Every entry below is to be copied exactly, with nothing omitted.

*** INFORMATION SHOWN Section Begins ***

PR #2487, opened 2023-06-02
Fix Go programgen SDK references

danielrbradley:
Fixes https://github.com/pulumi/arm2pulumi/issues/33

- Create GeneratePatchedGoProgram to wrap gogen.GenerateProgram with post-processing step.
- Detect and replace imports where the `/vX` is in the wrong place.
- Allow for any version not just v2.
- Doesn't fix issue with version specific type import.
- Rename genFn so it doesn't hide the `gen` import.
- Re-generate docs schema to update paths in examples.


provider/pkg/gen/examples.go
```diff
@@ -428,3 +429,24 @@ $ pulumi import {{ .Token }} {{ .SampleResName }} {{ .SampleResID }}
 	pkgSpec.Resources[resourceName] = res
 	return nil
 }
+
+// GeneratePatchedGoProgram generates a Go program from the given HCL2 program, but patches the
+// generated import paths to adjust for the submodules being their own modules. For example:
+// "github.com/pulumi/pulumi-azure-native-sdk/v2/resources" -> "github.com/pulumi/pulumi-azure-native-sdk/resources/v2"
+// "github.com/pulumi/pulumi-azure-native-sdk/v2/resources/v20210203" -> "github.com/pulumi/pulumi-azure-native-sdk/resources/v2/v20210203"
+func GeneratePatchedGoProgram(program *hcl2.Program) (map[string][]byte, hcl.Diagnostics, error) {
```
thomas11, line 437: Does this need to be public? Doesn't really matter except if we expect users outside of example generation, I'd say some tests would be warranted.

thomas11 (approved):

provider/pkg/gen/examples.go
danielrbradley: It's also called from the arm2pulumi module which has it's own process for calling into example generation. In the long run it would make sense for the `gen` module to expose a method that `arm2pulumi` can also use for the generation of programs and reduce the duplicated code between the modules.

*** INFORMATION SHOWN Section Ends ***

RESULT FOR THIS TASK
PR #2487, opened 2023-06-02
Fix Go programgen SDK references

danielrbradley:
Fixes https://github.com/pulumi/arm2pulumi/issues/33

- Create GeneratePatchedGoProgram to wrap gogen.GenerateProgram with post-processing step.
- Detect and replace imports where the `/vX` is in the wrong place.
- Allow for any version not just v2.
- Doesn't fix issue with version specific type import.
- Rename genFn so it doesn't hide the `gen` import.
- Re-generate docs schema to update paths in examples.


provider/pkg/gen/examples.go
```diff
@@ -428,3 +429,24 @@ $ pulumi import {{ .Token }} {{ .SampleResName }} {{ .SampleResID }}
 	pkgSpec.Resources[resourceName] = res
 	return nil
 }
+
+// GeneratePatchedGoProgram generates a Go program from the given HCL2 program, but patches the
+// generated import paths to adjust for the submodules being their own modules. For example:
+// "github.com/pulumi/pulumi-azure-native-sdk/v2/resources" -> "github.com/pulumi/pulumi-azure-native-sdk/resources/v2"
+// "github.com/pulumi/pulumi-azure-native-sdk/v2/resources/v20210203" -> "github.com/pulumi/pulumi-azure-native-sdk/resources/v2/v20210203"
+func GeneratePatchedGoProgram(program *hcl2.Program) (map[string][]byte, hcl.Diagnostics, error) {
```
thomas11, line 437: Does this need to be public? Doesn't really matter except if we expect users outside of example generation, I'd say some tests would be warranted.

thomas11 (approved):

provider/pkg/gen/examples.go
danielrbradley: It's also called from the arm2pulumi module which has it's own process for calling into example generation. In the long run it would make sense for the `gen` module to expose a method that `arm2pulumi` can also use for the generation of programs and reduce the duplicated code between the modules.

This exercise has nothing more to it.